Exercise goal:
Write the data below out in full, exactly as it stands.

Provided information:
PR #1292, opened 2026-04-08
INTDEV-1227 Fix link creation, update & remove bugs

tminkkinen:
Fixes:
- Creation of inbound link
- Verifying new link is possible to create before removing old link during update
- Removing similar links when removing link without description


adam-kuhn (approved):
🚀 
Nothing else from my side - good stuff

PR #1297, opened 2026-04-14
INTDEV-1089 Version support patch 1

samutoljamo:
First of a set of PRs realted to versioning. The following features are implemented here:

**cyberismo show modules:** shows all module names and installed version

**cyberismo show module <prefix>:** shows module details including installed version

**cyberismo show project:** shows both the project current version and all installed modules versions

**cyberismo update-modules [name] [version]**: Updates all modules or a specific one. If updating specific one, you may specify a version. 

Note that if you update a module, its dependencies are also updated. Because we don't have version ranges yet or anything, the transitive deps are updated to the latest version. A bit confusing behavior, but we need to enable version ranges before we could make this properly, but  I wanted to split PRs so that they're a bit more manageable to review instead of creating largest PR we've ever seen.

### DIFF
--- a/tools/data-handler/src/command-handler.ts
+++ b/tools/data-handler/src/command-handler.ts
@@ -23,6 +23,7 @@ import type {
   Credentials,
   HubSetting,
   ModuleContent,
+  ModuleInfo,
   ModuleSettingFromHub,
   ProjectMetadata,
   RemovableResourceTypes,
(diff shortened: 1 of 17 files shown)


tools/data-handler/src/containers/project.ts
```diff
@@ -1052,6 +1054,19 @@ export class Project extends CardContainer {
...
+  /**
+   * Returns installed modules with their versions.
+   */
+  public moduleInfos(): ModuleInfo[] {
+    return this.resources
+      .moduleNames()
+      .sort()
+      .map((name) => {
+        const setting = this.configuration.modules.find((m) => m.name === name);
+        return { name, version: setting?.version };
```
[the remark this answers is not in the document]
tminkkinen: Do you think that the amount of modules in project will raise so much this would have any observable difference? Probably not, but on the other hand copilot suggestion wouldn't hurt either

tools/data-handler/src/command-handler.ts
```diff
@@ -451,10 +452,19 @@ export class Commands {
...
+            module,
+            credentials,
+            targetVersion,
+          );
         } else {
+          if (targetVersion) {
+            throw new Error(
+              'A target version can only be specified together with a module name',
+            );
+          }
```
tminkkinen, line 467: Would it be clearer to follow a similar approach as pnpm here? Combining the package name and version into a single argument instead of passing them separately?

samutoljamo: That does sound like a good idea.

samutoljamo:
I close this in favor of the other PR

Written response:
PR #1292, opened 2026-04-08
INTDEV-1227 Fix link creation, update & remove bugs

tminkkinen:
Fixes:
- Creation of inbound link
- Verifying new link is possible to create before removing old link during update
- Removing similar links when removing link without description


adam-kuhn (approved):
🚀 
Nothing else from my side - good stuff

PR #1297, opened 2026-04-14
INTDEV-1089 Version support patch 1

samutoljamo:
First of a set of PRs realted to versioning. The following features are implemented here:

**cyberismo show modules:** shows all module names and installed version

**cyberismo show module <prefix>:** shows module details including installed version

**cyberismo show project:** shows both the project current version and all installed modules versions

**cyberismo update-modules [name] [version]**: Updates all modules or a specific one. If updating specific one, you may specify a version. 

Note that if you update a module, its dependencies are also updated. Because we don't have version ranges yet or anything, the transitive deps are updated to the latest version. A bit confusing behavior, but we need to enable version ranges before we could make this properly, but  I wanted to split PRs so that they're a bit more manageable to review instead of creating largest PR we've ever seen.

### DIFF
--- a/tools/data-handler/src/command-handler.ts
+++ b/tools/data-handler/src/command-handler.ts
@@ -23,6 +23,7 @@ import type {
   Credentials,
   HubSetting,
   ModuleContent,
+  ModuleInfo,
   ModuleSettingFromHub,
   ProjectMetadata,
   RemovableResourceTypes,
(diff shortened: 1 of 17 files shown)


tools/data-handler/src/containers/project.ts
```diff
@@ -1052,6 +1054,19 @@ export class Project extends CardContainer {
...
+  /**
+   * Returns installed modules with their versions.
+   */
+  public moduleInfos(): ModuleInfo[] {
+    return this.resources
+      .moduleNames()
+      .sort()
+      .map((name) => {
+        const setting = this.configuration.modules.find((m) => m.name === name);
+        return { name, version: setting?.version };
```
[the remark this answers is not in the document]
tminkkinen: Do you think that the amount of modules in project will raise so much this would have any observable difference? Probably not, but on the other hand copilot suggestion wouldn't hurt either

tools/data-handler/src/command-handler.ts
```diff
@@ -451,10 +452,19 @@ export class Commands {
...
+            module,
+            credentials,
+            targetVersion,
+          );
         } else {
+          if (targetVersion) {
+            throw new Error(
+              'A target version can only be specified together with a module name',
+            );
+          }
```
tminkkinen, line 467: Would it be clearer to follow a similar approach as pnpm here? Combining the package name and version into a single argument instead of passing them separately?

samutoljamo: That does sound like a good idea.

samutoljamo:
I close this in favor of the other PR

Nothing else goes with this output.